Return every line of the listing exactly as written.

__Recorded information__
Content starts

PR #150, opened 2021-08-23
Bug 1925542: Add duplicate MAC check to DHCP VIP lease

cybertron:
We want to ensure that we never attempt to reuse an actual local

Content ends

__Output of the task__
PR #150, opened 2021-08-23
Bug 1925542: Add duplicate MAC check to DHCP VIP lease

cybertron:
We want to ensure that we never attempt to reuse an actual local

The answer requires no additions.